Thnks. What's the largest atty that will sit 100% flush on a mini?

Reactions: Like 1


----------



## Clouds4Days (2/10/17)

kingCarlos said:


> Thnks. What's the largest atty that will sit 100% flush on a mini?



If im not mistaken its either a 18 or 20mm atty.
@Ryangriffon ?


----------



## Silver (2/10/17)

Hi @kingCarlos

Identical atty, same build, same vape!







But I agree with @Clouds4Days. The 18490 / 18500 batt in the mini limits the build.

Those batts are not normally rated above 10a continuous so one shouldn't go much lower than about 0.5 I would say.

I have my mini at about 1 ohm or just under.
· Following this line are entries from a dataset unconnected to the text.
PR #3072, opened 2023-10-29
Minor string fixes in 'MIXER' command

FeralChild64:
# Description

Fixes of two minor string issues I noticed during translation:
- there was a full stop instead of comma in one place
- if the help message uses 'x', 'c', and 'r' (lowercase), error messages should use the same capitalization

# Checklist

I have:

### DIFF
--- a/src/dos/program_mixer.cpp
+++ b/src/dos/program_mixer.cpp
@@ -808,7 +808,7 @@ void MIXER::AddMessages()
 	        "                 volumes of stereo channels separately (e.g. [color=white]10:20[reset], [color=white]150:d6[reset])\n"
 	        "    Stereo mode: [color=white]stereo[reset], or [color=white]reverse[reset] (stereo channels only)\n"
 	        "    Crossfeed:   [color=white]x0[reset] to [color=white]x100[reset], sets crossfeed strength (stereo channels only)\n"
-	        "    Reverb:      [color=white]r0[reset] to [color=white]r100[reset]. sets reverb level\n"
+	        "    Reverb:      [color=white]r0[reset] to [color=white]r100[reset], sets reverb level\n"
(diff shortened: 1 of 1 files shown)


src/dos/program_mixer.cpp
```diff
@@ -881,15 +881,15 @@ void MIXER::AddMessages()
 	        "(must be between 0 and 100)");
 
 	MSG_Add("SHELL_CMD_MIXER_MISSING_GLOBAL_CROSSFEED_STRENGTH",
-	        "Missing global crossfeed strength after [color=white]X[reset] "
+	        "Missing global crossfeed strength after [color=white]x[reset] "
 	        "(must be between 0 and 100)");
 
 	MSG_Add("SHELL_CMD_MIXER_MISSING_GLOBAL_CHORUS_LEVEL",
-	        "Missing global chorus level after [color=white]C[reset] "
+	        "Missing global chorus level after [color=white]c[reset] "
```
johnnovak, line 888: Hmm, I used uppercase so the singe-char command names stand out more in the error meesages.

I'm wondering if itwould be better to use uppercase everywhere instead?

FeralChild64: In my opinion it stands out well enough due to bright color. Uppercase is less convenient for the user, as he has to press SHIFT.

johnnovak: Yeah, and our examples use all lowercase anyway. I was just wondering, but you're right 😄 

image

Lowercase it is then!

johnnovak (approved):
Thanks @FeralChild64 👍🏻

src/dos/program_mixer.cpp
kcgen: I agree; easy on the eyes. 
(The height difference actually helps too, versus the height of the numbers).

Haven't vaped her in a while though because the batts need replacement. But at that ohmage the vape is identical to the same coil on the Grand. (same atty / RM2) And I get most of the juice on the Mini bottle vaped before noticing a drop off.

Reactions: Agree 1 | Winner 1


----------



## Andre (2/10/17)

17 mm is the biggest you can go. The rest is as @Silver said above. Cute little thing the Reo Mini.

Reactions: Agree 2 | Thanks 1


----------



## Silver (2/10/17)

It is cute indeed @Andre 

It is fantastic for a mild lower powered vape, the limiting factor being the battery.
I have never tried a lung hitting atty on my Mini - only the RM2 - because I still have the old standard profile Mini - but that has been fine for me because I absolutely love the RM2 for MTL.

With the right coil and higher nic juice, the Mini is a little pocket rocket.

And for me the best part about it is the comfortable fit in the hand. 

I need to get it going again... 
Just need to get the right batteries, which is proving to be quite challenging these days.

Reactions: Like 2


----------



## antonherbst (2/10/17)

Silver said:


> Hi @kingCarlos
> 
> Identical atty, same build, same vape!
> 
> ...



That looks like a “honey i skrunk the kids” type of setup Silver. But it would be an awesome vape as its a reo mini. I would love to one day have one in my collection also.

Reactions: Funny 1


----------



## Lingogrey (2/10/17)

Silver said:


> It is cute indeed @Andre
> 
> It is fantastic for a mild lower powered vape, the limiting factor being the battery.
> I have never tried a lung hitting atty on my Mini - only the RM2 - because I still have the old standard profile Mini - but that has been fine for me because I absolutely love the RM2 for MTL.
> ...


@Silver - These are on sale at Vapemob: https://www.vapemob.co.za/product/efest-imr-18500-1000mah-15a-battery/

Reactions: Thanks 1 | Informative 1


----------



## Andre (4/10/17)



Reactions: Winner 6


----------



## Petrus (4/10/17)

I am running a OL16 on my Mini's. 0.4 ohms. The 3 ml bottle works out fine, regarding battery power. A mini is perfect for out and about in a mall, it is my ninja vape.

Reactions: Like 1 | Agree 1


----------



## Petrus (4/10/17)



Reactions: Winner 3


----------



## kingCarlos (8/10/17)

Silver said:


> It is cute indeed @Andre
> 
> It is fantastic for a mild lower powered vape, the limiting factor being the battery.
> I have never tried a lung hitting atty on my Mini - only the RM2 - because I still have the old standard profile Mini - but that has been fine for me because I absolutely love the RM2 for MTL.
> ...


Precisely the thing that's bothering me. Can't find any of these smaller batteries locally. Suppose I could order in "bulk" from overseas but I don't like having a battery sit idle for more than a year.


----------